There can be little doubt that will see a rise in litigation given the rise in reported data breaches.
makes sense to me
Carl Icahn made similar expressions regarding Yahoo about different matters. However, there seems to be a recurring theme of custodians and stewards improperly managing implied duties all around us! I enjoyed this. Thanks for sharing.
Great read. Very interesting topic...
dangerous line buddy. yearning to get more from your side :)
Seems plausible on its face, and I generally agree as to such things as telephone directories, magazine subscriber lists and retailer data bases. However, in a no liability world, some businesses inevitably push the envelope, and you get to systematically outrageous conduct for which litigation is the only solution.

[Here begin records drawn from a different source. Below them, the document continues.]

PR #2797, opened 2024-04-24
test unification of docs

mahf708:


.github/workflows/e3sm-gh-pages.yml
```diff
@@ -15,7 +15,7 @@ concurrency:
   
 jobs:
   Build-and-Deploy-docs:
-    if: ${{ github.event.repository.name == 'e3sm' }}
+    if: ${{ github.event.repository.name == 'e3sm' || github.event.repository.name == 'scream' }}
```
bartgol, line 18: I don't think we should deploy if the repo is 'scream', so we need some checks down at the `GitHub Pages action` step.

bartgol: Ah, yes, the deployment url is taken from the current repo name.

bartgol: > Regardless, this doesn't look like it's working like expected, so let's not waste more time on it...

Uh? It seemed to have done what you wanted.

PR #2799, opened 2024-04-25
For machine `frontier-scream-gpu`, upgrade to rocm 5.4

ndkeen:
Only for machine `frontier-scream-gpu`, upgrade rocm from 5.1 to 5.4.

Note that other similar machines (frontier and crusher) already have rocm 5.4.
We could also upgrade `crusher-scream-gpu` to 5.4 as well.

The reason for upgrade is that we found it's needed to complete the kokkos version upgrade to 4.2 (`bartgol/eamxx/kokkos-4.2`)
So I wanted to make this change first as a clean PR.

With at least a simple ne30 test, results are not BFB.
[NBFB]

### DIFF
--- a/cime_config/machines/config_machines.xml
+++ b/cime_config/machines/config_machines.xml
@@ -1433,7 +1433,7 @@
         <command name="reset"></command>
         <command name="load">PrgEnv-cray</command>
         <command name="load">craype-accel-amd-gfx90a</command>
-        <command name="load">rocm/5.1.0</command>
+        <command name="load">rocm/5.4.0</command>
         <command name="load">libunwind/1.6.2</command>
       </modules>
       <modules>


bartgol (approved):

mt5555:
Regarding the crusher-scream-gpu I think "crusher" went away with the end of the ECP project - it became an internal OLCF machine and it was unclear what it's future would be.  

Regarding rocm5.4 - in our SC2023 paper, there were some issues with 5.4 (it was slower than 5.1, unless other code changes were made).  Not sure what the status is now, but @sarats might remember the details.

mt5555:
from 1 year ago:  "The original code demonstrates a significant performance degradation moving from ROCm 5.1.0 to ROCm 5.4.0, and the “caar compute” region accounts for the bulk of this difference. The optimizations not only decrease the “caar compute” runtime significantly; but also improves the robustness by minimizing performance variability associated with ROCm versions. "

The optimizations referred to above are the ones @trey-ornl is working on to get into SCREAM - not sure the status on that.

sarats:
Last year:
Without Trey's optimizations, Scream had a performance degradation when we switched from 5.1 to to 5.4. 
Additionally, there were other MPI flags that further degraded performance and have since been removed.

Anyway, we can't cling to old rocm versions, so this needs to be updated.

ndkeen:
Mark also reminded us of this. I tried a ne256 case which showed 5% decrease in perf using rocm 5.4. But a ne1024 case on 2048 nodes did not show any difference. 

I vote we move to rocm 5.4 to allow the newer kokkos version branch to be merged. Then work towards upgrading all module versions on frontier.

grnydawn:
@ndkeen, I have tested this PR with the "PEM_Ln90.ne30pg2_ne30pg2.F2010-SCREAMv1" case, and it passed. From the comments above, I think this PR is ready to merge.

@rljacob, I cannot assign myself to this PR on GitHub, possibly because my Github id not included in the admin group. Could you add me so that I can proceed with the merging?

PeterCaldwell:
I think @grnydawn can't merge because he's not a privileged member of the EAMxx team and this is the SCREAM rather than E3SM repo. Since Youngsung doesn't  know EAMxx's CI and integration policies, we should get someone else to do the integration (once others agree it is time).

PR #2800, opened 2024-04-25
add "NumberPath" diags

mahf708:
Like WaterPath, but scaling by mixing ratios (aka "numbers"?!)... An example:

$$
\mathcal{L} = \sum q\frac{\rho}{g}
$$

$$
\mathcal{N} = \sum q\frac{\rho}{g}n
$$

What I did:
1. I copied WaterPath diags and edited to suit the above
2. I trimmed WaterPath tests to focus on one test only

### DIFF
--- a/components/eamxx/src/diagnostics/tests/number_paths_tests.cpp
+++ b/components/eamxx/src/diagnostics/tests/number_paths_tests.cpp
@@ -1,0 +1,243 @@
+#include <iomanip>
+
+#include "catch2/catch.hpp"
+#include "diagnostics/register_diagnostics.hpp"
+#include "ekat/kokkos/ekat_kokkos_utils.hpp"
+#include "ekat/util/ekat_test_utils.hpp"
+#include "physics/share/physics_constants.hpp"
+#include "share/field/field_utils.hpp"
+#include "share/grid/mesh_free_grids_manager.hpp"
+#include "share/util/scream_common_physics_functions.hpp"
+#include "share/util/scream_setup_random_test.hpp"
+#include "share/util/scream_utils.hpp"
+
+namespace scream {
+
+std::shared_ptr<GridsManager> create_gm(const ekat::Comm &comm, const int ncols,
+                                        const int nlevs) {
+  const int num_global_cols = ncols * comm.size();
+
+  using vos_t = std::vector<std::string>;
+  ekat::ParameterList gm_params;
+  gm_params.set("grids_names", vos_t{"Point Grid"});
+  auto &pl = gm_params.sublist("Point Grid");
+  pl.set<std::string>("type", "point_grid");
+  pl.set("aliases", vos_t{"Physics"});
+  pl.set<int>("number_of_global_columns", num_global_cols);
+  pl.set<int>("number_of_vertical_levels", nlevs);
+
+  auto gm = create_mesh_free_grids_manager(comm, gm_params);
+  gm->build_grids();
+
+  return gm;
+}
+
+//-----------------------------------------------------------------------------------------------//
+template <typename DeviceT>
+void run(std::mt19937_64 &engine) {
+  using PC         = scream::physics::Constants<Real>;
+  using KT         = ekat::KokkosTypes<DeviceT>;
+  using ESU        = ekat::ExeSpaceUtils<typename KT::ExeSpace>;
+  using MemberType = typename KT::MemberType;
+  using view_1d    = typename KT::template view_1d<Real>;
+
+  constexpr int num_levs = 33;
+  constexpr Real gravit  = PC::gravit;
+  constexpr Real macheps = PC::macheps;
+
+  // A world comm
+  ekat::Comm comm(MPI_COMM_WORLD);
+
+  // Create a grids manager - single column for these tests
+  const int ncols = 10;
+  auto gm         = create_gm(comm, ncols, num_levs);
+
+  // Kokkos Policy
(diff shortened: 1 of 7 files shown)


components/eamxx/src/diagnostics/tests/number_paths_tests.cpp
```diff
@@ -0,0 +1,243 @@
...
+    const auto &pseudo_dens_v = pseudo_dens_f.get_view<Real **>();
+    for(int icol = 0; icol < ncols; icol++) {
+      const auto &qc_sub = ekat::subview(qc_v, icol);
+      const auto &nc_sub = ekat::subview(nc_v, icol);
+      const auto &qi_sub = ekat::subview(qi_v, icol);
+      const auto &ni_sub = ekat::subview(ni_v, icol);
+      const auto &qr_sub = ekat::subview(qr_v, icol);
+      const auto &nr_sub = ekat::subview(nr_v, icol);
+      const auto &dp_sub = ekat::subview(pseudo_dens_v, icol);
+      ekat::genRandArray(pseudo_density, engine, pdf_pseudodens);
```
bartgol, line 143: Why not calling `genRandArray` directly on `xyz_sub`? Seems less lines of code, and easier to maintain/follow.

components/eamxx/src/diagnostics/tests/number_paths_tests.cpp
```diff
@@ -0,0 +1,243 @@
...
+      Kokkos::deep_copy(nr_sub, nr);
+    }
+    // Grab views for each of the number path diagnostics
+    const auto &lnp   = diags["lnp"]->get_diagnostic();
+    const auto &inp   = diags["inp"]->get_diagnostic();
+    const auto &rnp   = diags["rnp"]->get_diagnostic();
+    const auto &lnp_v = lnp.get_view<const Real *>();
+    const auto &inp_v = inp.get_view<const Real *>();
+    const auto &rnp_v = rnp.get_view<const Real *>();
+    const auto &lnp_h = lnp.get_view<const Real *, Host>();
```
bartgol, line 166: These three host views are unused.

components/eamxx/src/diagnostics/tests/number_paths_tests.cpp
```diff
@@ -0,0 +1,243 @@
...
+            Real qndc_prod = 0.0;
+            auto qc_icol   = ekat::subview(qc_v, icol);
+            auto nc_icol   = ekat::subview(nc_v, icol);
+            Kokkos::parallel_reduce(
+                Kokkos::TeamVectorRange(team, num_levs),
+                [&](Int idx, Real &lsum) {
+                  lsum += nc_icol(idx) * qc_icol(idx) * dp_icol(idx) / gravit;
+                },
+                qndc_prod);
+            REQUIRE(std::abs(lnp_v(icol) - qndc_prod) < macheps);
```
bartgol, line 189: REQUIRE is a Catch2 macro, that does not work on device. You have two options:
- turn `parallel_for` into `parallel_reduce`, where you reduce a counter of how many failed comparisons you get.
- just do a simple for loop without kokkos parallel stuff (and compare against host views from the diags).

Option two would be my favorite, but you may run into issues with order of ops in the reduction.

bartgol (changes requested):
Looks good. I only have some minor comments. Feel free to disregard them. The only one that I think needs to be addressed is the use of REQUIRE in a kernel.

components/eamxx/src/diagnostics/tests/number_paths_tests.cpp
```diff
@@ -0,0 +1,216 @@
...
+      const auto &nr_sub = ekat::subview(nr_v, icol);
+      const auto &dp_sub = ekat::subview(pd_v, icol);
+      ekat::genRandArray(qc_sub, engine, pdf_qx);
+      ekat::genRandArray(nc_sub, engine, pdf_qx);
+      ekat::genRandArray(qi_sub, engine, pdf_qx);
+      ekat::genRandArray(ni_sub, engine, pdf_qx);
+      ekat::genRandArray(qr_sub, engine, pdf_qx);
+      ekat::genRandArray(nr_sub, engine, pdf_qx);
+      ekat::genRandArray(dp_sub, engine, pdf_pd);
+    }
```
bartgol, line 157: The random data is generated on the device view only. If you want to use `qr_h`, ... in the checks below, you need to call `sync_to_host()` on the fields.

components/eamxx/src/diagnostics/tests/number_paths_tests.cpp
```diff
@@ -0,0 +1,216 @@
...
+    const auto &inp   = diags["inp"]->get_diagnostic();
+    const auto &rnp   = diags["rnp"]->get_diagnostic();
+    const auto &lnp_h = lnp.get_view<const Real *, Host>();
+    const auto &inp_h = inp.get_view<const Real *, Host>();
+    const auto &rnp_h = rnp.get_view<const Real *, Host>();
+
+    for(const auto &dd : diags) {
+      dd.second->compute_diagnostic();
+    }
+    // test manual calculation vs one provided by diags
```
bartgol, line 169: Here too: before comparing the diags with the manually computed ones, you need to sync `inp`, `rnp`, `lnp` to host first.

bartgol (approved):
I think you are missing a few syncs.

bartgol (changes requested):
Whoops, clicked on the wrong button.

bartgol (approved):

Unfortunately that's what we have here. In a situation where litigation is restricted, consider: Essentially all banks provide highly sensitive information from credit applications, including name with social security number, to credit bureaus (Experian, Equifax, TransUnion) who in turn sell to data aggregators most people have never heard of (ChoicePoint, Acxiom, LexisNexis), who in turn sell to hundreds of thousands of customers (they won't say who) including all lawyers (whether or not in the debt collection business), all private detectives, all credit providers and anyone else with access to credit bureau reports, etc., etc. Any ChoicePoint customer can look up the SSN of all approximately 200 million Americans with credit of any kind. There have of course been repeated major breaches involving hundreds of thousands of individuals (e.g., ChoicePoint 2005, Seisint 2005, Ford Motor Credit 2004). Some breaches have led to systematic emptying of numerous innocent people's bank accounts.
Banks/credit bureaus engineered Gramm-Leach-Bliley to give them wiggle room to assert that these practices are legal under the statute. (I believe the practices are illegal under G-L-B, but there has been no such adjudication so far.) I understand that if I default on my credit card and disappear, it should be OK to look up my SSN in the effort to find me. But when I am current on all debt, I do not understand why several million people I do not know have access to look up my SSN behind my back.
You say there should be no implied duty. Are you so sure in the instance I describe? If it's OK with you for banks to sell SSNs as described, is it OK with you for them to sell customer annual income as disclosed on a credit application -- as to which the law on whether or not they can sell it (namely G-L-B and common law, which does not prohibit) is identical?
Important topic and nice article. I have always worrying about my privacy.